BEGIN
PR #1274, opened 2021-05-20
fix: Missing more translations and add test that checks strings in json

memoyil:

### DIFF
--- a/src/__tests__/config/translations.test.ts
+++ b/src/__tests__/config/translations.test.ts
@@ -23,8 +23,7 @@ describe('Check translations available', () => {
     })
   }
 
-  throughDirectory('src/views')
-  throughDirectory('src/components')
+  throughDirectory('src/')
 
   it.each(files)('Translation key should exist in translations json', (file) => {
     const regex = /\bt\('([^']*)'/gm
--- a/src/__tests__/config/translations.test.ts
+++ b/src/__tests__/config/translations.test.ts
@@ -1,7 +1,45 @@
+import Path from 'path'
+import fs from 'fs'
 import translations from '../../config/localization/translations.json'
 
 describe('Check translations integrity', () => {
   it.each(Object.keys(translations))('Translation key value should be equal', (key) => {
     expect(key).toEqual(translations[key])
+  })
+})
+
+describe('Check translations available', () => {
+  const files = []
+  const translationKeys = Object.keys(translations)
+
+  function throughDirectory(directory) {
+    fs.readdirSync(directory).forEach((file) => {
+      const absolute = Path.join(directory, file)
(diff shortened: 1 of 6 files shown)


src/__tests__/config/translations.test.ts
```diff
@@ -1,7 +1,45 @@
...
+    const data = fs.readFileSync(file, { encoding: 'utf8', flag: 'r' })
+    let match
+    // eslint-disable-next-line no-cond-assign
+    while ((match = regex.exec(data)) !== null) {
+      if (match[1].trim()) {
+        const includes = translationKeys.includes(match[1])
+        try {
+          expect(includes).toBe(true)
+        } catch (e) {
+          throw new Error(`Something went wrong with in ${file} value ${match[1]}`)
```
Chef-Cheems, line 40: Maybe this could be more descriptive message like `Found unknown key ${match[1]} in ${file}`

memoyil: Done

Chef-Cheems (approved):
Looks good. I've talked with Bugs about different capitalization in some strings that we have, will have to go through everything to make stuff consistent. But I see that you just fixed the caps to match json file, so that's great 👍

src/__tests__/config/translations.test.ts
```diff
@@ -1,7 +1,45 @@
...
+  const translationKeys = Object.keys(translations)
+
+  function throughDirectory(directory) {
+    fs.readdirSync(directory).forEach((file) => {
+      const absolute = Path.join(directory, file)
+      if (fs.statSync(absolute).isDirectory()) return throughDirectory(absolute)
+      if (absolute.includes('.tsx')) {
+        return files.push(absolute)
+      }
+      return files.length
```
hachiojidev, line 22: Why are we returning `files.length`?

src/__tests__/config/translations.test.ts
```diff
@@ -1,7 +1,45 @@
...
+    })
+  }
+
+  throughDirectory('src/views')
+  throughDirectory('src/components')
```
hachiojidev, line 27: Is it faster to do it like this versus the entire `src` directory?

src/__tests__/config/translations.test.ts
memoyil: The return above returns new array's length so I keep the consistency although that return is not used at the end

src/__tests__/config/translations.test.ts
memoyil: Those are the 2 directories that we have translations, but I changed to "src" to traverse all directories

hachiojidev (approved):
END
* [Task instructions]:
Go through the data and return each line where the word "memoyil" appears.

* [Answer]:
memoyil:
memoyil: Done
memoyil: The return above returns new array's length so I keep the consistency although that return is not used at the end
memoyil: Those are the 2 directories that we have translations, but I changed to "src" to traverse all directories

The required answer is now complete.